For CenterPoint, the so-called smart-grid revolution pertains primarily to local distribution networks, rather than the bulk-power transmission system, which, according to Rozzell, “has long operated as a smart grid.”
As Rozell explains, the benefit of smart-grid technology will come from “allowing the distribution utility to identify an outage remotely, to close breakers remotely, and to switch circuits remotely.” Yet at the same time, Rozzel adds, this automation of the distribution system “will not cause the bulk system to be any less automated or any more vulnerable to cyber attacks.”
Importantly, CenterPoint takes issue with FERC’s assumption (which is illustrated in the policy statement by a schematic diagram omitted here) that the fact of Internet connectivity between utility marketing departments and retail consumers, obtained through advanced metering, will put the bulk-power system at risk. Moreover, it argues that FERC’s apparent insistence that NIST must develop standards for all distribution-level smart-grid technologies, on the assumption that they could threaten the cyber security of interstate transmission networks and control centers, will end up delaying more deployments of smart meters and automated metering systems (AMS) by retail utilities.
Such delay is particularly destructive, CenterPoint suggests, because the billions of dollars in DOE funding, made available under the American Recovery and Reinvestment Act (ARRA), could be put at risk. In fact, DOE
has indicated in its FOAs (Funding Opportunity Announcements) that it might withhold funding if the applicant cannot show compliance with interoperability standards.
Here is Rozzel’s argument:
“The CenterPoint System does not look like the hypothetical system shown on Appendix A in the Draft Policy Statement. The CenterPoint Control Center is and will remain isolated from the CenterPoint inter-company system that manages the connections with retail customers through the smart meters. There is no communications link between CenterPoint’s customers and the CenterPoint Control Center or the ERCOT dispatcher…
“CenterPoint has a connection to the Internet through its website … but the various components of the intra-company system are separated by multiple layers of protection… The separate components of the CenterPoint intra-company system are isolated…
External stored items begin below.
Issue #787, opened 2021-09-14
Add CITATION.cff


p-snft:
I think, we should add a [CITATION.cff](https://citation-file-format.github.io/). It adds "human- and machine-readable citation information" and is supported i.e. by GitHub and Zenodo.

jokochems:
Good idea, I just did so for another repository. It is easy to do and kind of straightahead.

PR #788, opened 2021-09-14
Create CITATION.cff

p-snft:
Implements #787.


uvchik:
Do you have an idea on how to deal with the github-names?

p-snft:
I see two possible extreme options:
1. Cite using nicknames.
2. Do not cite.

I started with option 2, as I did not want to add something and delete it shortly afterwards. But at the moment, I'd opt for Option 1. Whoever wants to change to the real name can do that later.

PR #797, opened 2021-12-02
Raise error if minimum storage level is greater than initial one

jokochems:
Raises a value error if minimum storage level is greater than initial one.


jokochems:
I'll close this one and directly integrate into the v0.5.0 branch.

“Security begins with selecting a state-of-the-art advance metering system, which for CenterPoint includes the Itron OpenWay system using Itron’s Advanced Security architecture…(see Figure 1, CenterPoint Energy Utility System, p.30).
“A hacker would greatly complicate his task by trying to enter the CenterPoint intra-company system through the meter. He would have to steal the encryption keys, overcome the built-in hardware that cannot be altered, and if someone were able to do all that they would discover that there is a very small amount of capacity (1,900 B00 rate) in the link between the meter and the cell relay link to the CenterPoint data collection system. And all the hacker would have achieved would be to access a limited amount of customer usage data.”
Thus, Rozzell and CenterPoint say “there is no reason” why those utilities that have received state approval should not continue to proceed as quickly as possible with their own smart-grid deployments, even if FERC has not yet set its own policy.
“And no reason,” writes Rozell, “for DOE to delay funding their projects.”